Repeat each record word for word. Leave nothing out.

[Opening Recorded information section]

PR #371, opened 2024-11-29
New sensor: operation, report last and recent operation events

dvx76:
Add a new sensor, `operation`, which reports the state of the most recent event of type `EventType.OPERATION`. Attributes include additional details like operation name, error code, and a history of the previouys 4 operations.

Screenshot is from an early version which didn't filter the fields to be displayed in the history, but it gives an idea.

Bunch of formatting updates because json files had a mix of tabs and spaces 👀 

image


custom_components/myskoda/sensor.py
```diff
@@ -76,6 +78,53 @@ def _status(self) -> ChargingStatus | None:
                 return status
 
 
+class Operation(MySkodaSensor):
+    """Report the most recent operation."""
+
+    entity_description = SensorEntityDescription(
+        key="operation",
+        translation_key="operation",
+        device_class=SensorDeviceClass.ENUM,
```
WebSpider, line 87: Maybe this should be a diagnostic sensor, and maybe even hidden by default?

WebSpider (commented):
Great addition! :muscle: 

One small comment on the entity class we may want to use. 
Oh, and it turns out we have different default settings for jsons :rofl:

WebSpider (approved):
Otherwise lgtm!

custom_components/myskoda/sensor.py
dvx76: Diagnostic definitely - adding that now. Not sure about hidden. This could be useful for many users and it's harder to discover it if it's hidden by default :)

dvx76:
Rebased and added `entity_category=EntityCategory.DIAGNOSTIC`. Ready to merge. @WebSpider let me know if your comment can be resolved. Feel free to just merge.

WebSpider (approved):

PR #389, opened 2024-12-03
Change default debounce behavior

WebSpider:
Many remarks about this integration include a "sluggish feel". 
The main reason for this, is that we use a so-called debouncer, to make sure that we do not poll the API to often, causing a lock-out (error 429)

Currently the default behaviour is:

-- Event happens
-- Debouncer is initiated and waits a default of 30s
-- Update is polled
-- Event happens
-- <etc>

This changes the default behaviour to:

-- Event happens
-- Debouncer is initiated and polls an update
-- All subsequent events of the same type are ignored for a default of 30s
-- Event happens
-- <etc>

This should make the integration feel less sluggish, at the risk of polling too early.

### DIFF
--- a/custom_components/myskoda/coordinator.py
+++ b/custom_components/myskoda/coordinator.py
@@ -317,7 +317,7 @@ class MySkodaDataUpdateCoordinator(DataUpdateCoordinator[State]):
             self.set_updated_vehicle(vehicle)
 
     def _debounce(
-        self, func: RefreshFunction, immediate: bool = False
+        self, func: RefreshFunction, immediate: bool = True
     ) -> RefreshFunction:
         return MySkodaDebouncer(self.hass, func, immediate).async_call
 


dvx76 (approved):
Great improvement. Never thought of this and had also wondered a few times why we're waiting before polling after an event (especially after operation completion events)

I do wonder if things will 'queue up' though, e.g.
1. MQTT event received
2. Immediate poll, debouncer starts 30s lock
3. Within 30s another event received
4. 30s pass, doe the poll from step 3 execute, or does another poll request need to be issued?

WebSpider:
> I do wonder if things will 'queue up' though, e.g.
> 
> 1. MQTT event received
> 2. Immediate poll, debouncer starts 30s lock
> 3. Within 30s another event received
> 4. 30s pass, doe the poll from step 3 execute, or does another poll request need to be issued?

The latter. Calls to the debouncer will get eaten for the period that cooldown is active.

[Closing Recorded information section]

-- Expected output --
PR #371, opened 2024-11-29
New sensor: operation, report last and recent operation events

dvx76:
Add a new sensor, `operation`, which reports the state of the most recent event of type `EventType.OPERATION`. Attributes include additional details like operation name, error code, and a history of the previouys 4 operations.

Screenshot is from an early version which didn't filter the fields to be displayed in the history, but it gives an idea.

Bunch of formatting updates because json files had a mix of tabs and spaces 👀 

image


custom_components/myskoda/sensor.py
```diff
@@ -76,6 +78,53 @@ def _status(self) -> ChargingStatus | None:
                 return status
 
 
+class Operation(MySkodaSensor):
+    """Report the most recent operation."""
+
+    entity_description = SensorEntityDescription(
+        key="operation",
+        translation_key="operation",
+        device_class=SensorDeviceClass.ENUM,
```
WebSpider, line 87: Maybe this should be a diagnostic sensor, and maybe even hidden by default?

WebSpider (commented):
Great addition! :muscle: 

One small comment on the entity class we may want to use. 
Oh, and it turns out we have different default settings for jsons :rofl:

WebSpider (approved):
Otherwise lgtm!

custom_components/myskoda/sensor.py
dvx76: Diagnostic definitely - adding that now. Not sure about hidden. This could be useful for many users and it's harder to discover it if it's hidden by default :)

dvx76:
Rebased and added `entity_category=EntityCategory.DIAGNOSTIC`. Ready to merge. @WebSpider let me know if your comment can be resolved. Feel free to just merge.

WebSpider (approved):

PR #389, opened 2024-12-03
Change default debounce behavior

WebSpider:
Many remarks about this integration include a "sluggish feel". 
The main reason for this, is that we use a so-called debouncer, to make sure that we do not poll the API to often, causing a lock-out (error 429)

Currently the default behaviour is:

-- Event happens
-- Debouncer is initiated and waits a default of 30s
-- Update is polled
-- Event happens
-- <etc>

This changes the default behaviour to:

-- Event happens
-- Debouncer is initiated and polls an update
-- All subsequent events of the same type are ignored for a default of 30s
-- Event happens
-- <etc>

This should make the integration feel less sluggish, at the risk of polling too early.

### DIFF
--- a/custom_components/myskoda/coordinator.py
+++ b/custom_components/myskoda/coordinator.py
@@ -317,7 +317,7 @@ class MySkodaDataUpdateCoordinator(DataUpdateCoordinator[State]):
             self.set_updated_vehicle(vehicle)
 
     def _debounce(
-        self, func: RefreshFunction, immediate: bool = False
+        self, func: RefreshFunction, immediate: bool = True
     ) -> RefreshFunction:
         return MySkodaDebouncer(self.hass, func, immediate).async_call
 


dvx76 (approved):
Great improvement. Never thought of this and had also wondered a few times why we're waiting before polling after an event (especially after operation completion events)

I do wonder if things will 'queue up' though, e.g.
1. MQTT event received
2. Immediate poll, debouncer starts 30s lock
3. Within 30s another event received
4. 30s pass, doe the poll from step 3 execute, or does another poll request need to be issued?

WebSpider:
> I do wonder if things will 'queue up' though, e.g.
> 
> 1. MQTT event received
> 2. Immediate poll, debouncer starts 30s lock
> 3. Within 30s another event received
> 4. 30s pass, doe the poll from step 3 execute, or does another poll request need to be issued?

The latter. Calls to the debouncer will get eaten for the period that cooldown is active.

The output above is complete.